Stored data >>
PR #225, opened 2024-07-18
Replaced `log2()` with `log(2.0)` on Windows, fixes #223

### LINKED ISSUE #223: `f32::log2` very slow on Windows
For some reason the `f32::log2()` function, which is used a lot through `bin_cost` is very slow on Windows. I collected some data with Intel VTune running the following benchmark:
```
bench -i .\data\binary --input-format binary --codecs pco:level=8,pco:level=0 --iters 100 --dtypes f16,f32,f64
```
Here's a bottom-up view of the time spent in various functions:
image

We can see that more than 8 seconds (14% of the total time) is spent in `fdlog`. By comparison, if we change from `f32::log2()` to `f32::log(2.0)`, which calls `logf` instead of `fdlog`, only about 0.7 second (1.4% of the total time) is spent getting the base-2 log.

Here's the bottom-up view when using `f32::log(2.0)` instead:
image

The issue can be reproduced on my AMD 5900X and Intel 1370P, both running Windows 11. On Linux this doesn't not appear to be an issue.

I'm not sure what the best remedy is. We could simply replace `f32::log2()` with `f32::log(2.0)` for Windows.

Skielex:
This PR replaces `log2()` with `log(2.0)` on Windows. The motivation is that `log2()` is *very* slow on Windows making `log(2.0)` about 10x faster.

See #223 for more details.

### DIFF
--- a/pco/src/bin_optimization.rs
+++ b/pco/src/bin_optimization.rs
@@ -16,6 +16,11 @@ fn bin_cost<L: Latent>(
   total_count_log2: f32,
 ) -> f32 {
   let count = count as f32;
+  // On Windows, log2() is very slow, so we use log(2.0) instead, which is
+  // about 10x faster. On other platforms, we stick with log2(). See #223.
+  #[cfg(target_os = "windows")]
+  let ans_cost = total_count_log2 - count.log(2.0);
+  #[cfg(not(target_os = "windows"))]
   let ans_cost = total_count_log2 - count.log2();
   let offset_cost = bits::bits_to_encode_offset(upper - lower) as f32;
   bin_meta_cost + (ans_cost + offset_cost) * count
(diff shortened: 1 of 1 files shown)


pco/src/bin_optimization.rs
```diff
@@ -42,6 +47,11 @@ fn choose_optimized_partitioning<L: Latent>(
   let total_count = c;
   let lowers = bins.iter().map(|bin| bin.lower).collect::<Vec<_>>();
   let uppers = bins.iter().map(|bin| bin.upper).collect::<Vec<_>>();
+  // On Windows, log2() is very slow, so we use log(2.0) instead, which is
+  // about 10x faster. On other platforms, we stick with log2(). See #223.
+  #[cfg(target_os = "windows")]
```
mwlon, line 52: This is only run once per compression, so let's not complicate the code in this part.

mwlon (approved):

Task details >>
Please write out the records above once more, exactly and completely.

Response area >>
PR #225, opened 2024-07-18
Replaced `log2()` with `log(2.0)` on Windows, fixes #223

### LINKED ISSUE #223: `f32::log2` very slow on Windows
For some reason the `f32::log2()` function, which is used a lot through `bin_cost` is very slow on Windows. I collected some data with Intel VTune running the following benchmark:
```
bench -i .\data\binary --input-format binary --codecs pco:level=8,pco:level=0 --iters 100 --dtypes f16,f32,f64
```
Here's a bottom-up view of the time spent in various functions:
image

We can see that more than 8 seconds (14% of the total time) is spent in `fdlog`. By comparison, if we change from `f32::log2()` to `f32::log(2.0)`, which calls `logf` instead of `fdlog`, only about 0.7 second (1.4% of the total time) is spent getting the base-2 log.

Here's the bottom-up view when using `f32::log(2.0)` instead:
image

The issue can be reproduced on my AMD 5900X and Intel 1370P, both running Windows 11. On Linux this doesn't not appear to be an issue.

I'm not sure what the best remedy is. We could simply replace `f32::log2()` with `f32::log(2.0)` for Windows.

Skielex:
This PR replaces `log2()` with `log(2.0)` on Windows. The motivation is that `log2()` is *very* slow on Windows making `log(2.0)` about 10x faster.

See #223 for more details.

### DIFF
--- a/pco/src/bin_optimization.rs
+++ b/pco/src/bin_optimization.rs
@@ -16,6 +16,11 @@ fn bin_cost<L: Latent>(
   total_count_log2: f32,
 ) -> f32 {
   let count = count as f32;
+  // On Windows, log2() is very slow, so we use log(2.0) instead, which is
+  // about 10x faster. On other platforms, we stick with log2(). See #223.
+  #[cfg(target_os = "windows")]
+  let ans_cost = total_count_log2 - count.log(2.0);
+  #[cfg(not(target_os = "windows"))]
   let ans_cost = total_count_log2 - count.log2();
   let offset_cost = bits::bits_to_encode_offset(upper - lower) as f32;
   bin_meta_cost + (ans_cost + offset_cost) * count
(diff shortened: 1 of 1 files shown)


pco/src/bin_optimization.rs
```diff
@@ -42,6 +47,11 @@ fn choose_optimized_partitioning<L: Latent>(
   let total_count = c;
   let lowers = bins.iter().map(|bin| bin.lower).collect::<Vec<_>>();
   let uppers = bins.iter().map(|bin| bin.upper).collect::<Vec<_>>();
+  // On Windows, log2() is very slow, so we use log(2.0) instead, which is
+  // about 10x faster. On other platforms, we stick with log2(). See #223.
+  #[cfg(target_os = "windows")]
```
mwlon, line 52: This is only run once per compression, so let's not complicate the code in this part.

mwlon (approved):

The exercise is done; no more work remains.